- **EXERCISE PROMPT**: Scan the entries for the word "their" and return every line that has it.

━━ DATASET EXTRACT ━━

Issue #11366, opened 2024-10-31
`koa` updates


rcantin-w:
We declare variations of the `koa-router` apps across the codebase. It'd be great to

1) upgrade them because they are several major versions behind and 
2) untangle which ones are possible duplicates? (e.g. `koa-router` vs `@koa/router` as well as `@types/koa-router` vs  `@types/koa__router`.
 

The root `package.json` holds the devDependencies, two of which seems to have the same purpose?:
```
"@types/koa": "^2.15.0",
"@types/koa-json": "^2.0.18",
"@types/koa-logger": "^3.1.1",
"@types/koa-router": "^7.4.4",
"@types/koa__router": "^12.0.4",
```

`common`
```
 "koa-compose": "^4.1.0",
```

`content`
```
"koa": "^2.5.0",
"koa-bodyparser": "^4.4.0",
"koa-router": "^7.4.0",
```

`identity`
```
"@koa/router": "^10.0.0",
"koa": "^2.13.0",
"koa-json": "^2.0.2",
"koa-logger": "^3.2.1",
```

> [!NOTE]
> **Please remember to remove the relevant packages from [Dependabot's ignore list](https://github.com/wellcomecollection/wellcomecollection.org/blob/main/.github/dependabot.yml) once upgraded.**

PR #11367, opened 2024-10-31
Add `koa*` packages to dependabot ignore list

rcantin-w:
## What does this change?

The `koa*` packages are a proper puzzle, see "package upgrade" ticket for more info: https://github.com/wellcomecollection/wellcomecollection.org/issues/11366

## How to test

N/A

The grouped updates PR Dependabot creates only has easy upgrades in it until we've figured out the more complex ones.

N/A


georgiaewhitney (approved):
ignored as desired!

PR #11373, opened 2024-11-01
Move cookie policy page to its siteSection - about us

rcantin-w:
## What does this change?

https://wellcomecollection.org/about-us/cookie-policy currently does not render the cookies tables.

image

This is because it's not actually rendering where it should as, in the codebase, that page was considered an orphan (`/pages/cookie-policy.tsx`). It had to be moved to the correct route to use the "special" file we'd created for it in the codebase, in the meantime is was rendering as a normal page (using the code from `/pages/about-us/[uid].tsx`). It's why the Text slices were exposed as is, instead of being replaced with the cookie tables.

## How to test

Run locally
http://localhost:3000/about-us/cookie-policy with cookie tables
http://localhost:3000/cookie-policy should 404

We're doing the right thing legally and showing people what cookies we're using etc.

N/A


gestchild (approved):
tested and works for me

━━━
━━ DATASET EXTRACT ━━

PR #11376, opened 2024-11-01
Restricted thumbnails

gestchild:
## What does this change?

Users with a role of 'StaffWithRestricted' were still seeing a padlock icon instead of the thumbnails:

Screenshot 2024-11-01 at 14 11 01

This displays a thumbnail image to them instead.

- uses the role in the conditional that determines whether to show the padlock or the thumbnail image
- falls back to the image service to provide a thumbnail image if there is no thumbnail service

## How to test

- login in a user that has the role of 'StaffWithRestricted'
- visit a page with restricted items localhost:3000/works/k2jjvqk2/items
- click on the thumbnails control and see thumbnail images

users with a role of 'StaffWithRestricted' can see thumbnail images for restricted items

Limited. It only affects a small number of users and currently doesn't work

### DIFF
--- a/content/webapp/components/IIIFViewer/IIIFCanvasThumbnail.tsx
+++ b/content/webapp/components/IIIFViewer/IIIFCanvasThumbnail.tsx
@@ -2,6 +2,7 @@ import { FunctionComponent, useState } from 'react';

━━━
━━ DATASET EXTRACT ━━

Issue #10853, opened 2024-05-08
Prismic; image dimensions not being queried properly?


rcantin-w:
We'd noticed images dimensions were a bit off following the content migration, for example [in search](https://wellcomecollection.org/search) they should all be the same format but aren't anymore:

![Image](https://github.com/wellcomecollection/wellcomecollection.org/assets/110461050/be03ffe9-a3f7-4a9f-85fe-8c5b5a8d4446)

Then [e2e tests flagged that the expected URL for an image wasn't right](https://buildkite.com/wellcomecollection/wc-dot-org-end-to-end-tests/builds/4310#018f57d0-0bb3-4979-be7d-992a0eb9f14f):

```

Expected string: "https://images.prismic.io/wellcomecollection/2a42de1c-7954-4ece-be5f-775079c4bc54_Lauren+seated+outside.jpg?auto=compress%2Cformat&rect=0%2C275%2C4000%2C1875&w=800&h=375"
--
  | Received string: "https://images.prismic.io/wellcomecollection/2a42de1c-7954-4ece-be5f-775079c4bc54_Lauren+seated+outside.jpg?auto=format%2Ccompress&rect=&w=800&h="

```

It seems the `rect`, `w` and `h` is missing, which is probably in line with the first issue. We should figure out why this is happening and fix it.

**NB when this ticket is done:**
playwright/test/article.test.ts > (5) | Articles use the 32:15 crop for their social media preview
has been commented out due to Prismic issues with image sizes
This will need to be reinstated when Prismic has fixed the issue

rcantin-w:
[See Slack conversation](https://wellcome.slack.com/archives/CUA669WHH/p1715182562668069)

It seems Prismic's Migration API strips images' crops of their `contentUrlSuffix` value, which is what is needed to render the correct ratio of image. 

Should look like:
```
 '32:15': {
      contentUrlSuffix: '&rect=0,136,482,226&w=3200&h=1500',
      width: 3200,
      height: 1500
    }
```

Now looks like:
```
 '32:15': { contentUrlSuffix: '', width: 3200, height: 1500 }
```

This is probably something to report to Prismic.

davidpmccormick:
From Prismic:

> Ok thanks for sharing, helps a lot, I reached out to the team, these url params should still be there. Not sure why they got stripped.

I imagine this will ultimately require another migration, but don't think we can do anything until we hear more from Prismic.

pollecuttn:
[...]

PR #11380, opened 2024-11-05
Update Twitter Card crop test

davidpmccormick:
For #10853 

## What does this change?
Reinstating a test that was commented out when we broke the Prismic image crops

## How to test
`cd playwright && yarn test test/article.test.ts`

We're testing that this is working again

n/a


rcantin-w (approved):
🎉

━━━

- **RESULT OF THE EXERCISE**:
playwright/test/article.test.ts > (5) | Articles use the 32:15 crop for their social media preview
It seems Prismic's Migration API strips images' crops of their `contentUrlSuffix` value, which is what is needed to render the correct ratio of image. 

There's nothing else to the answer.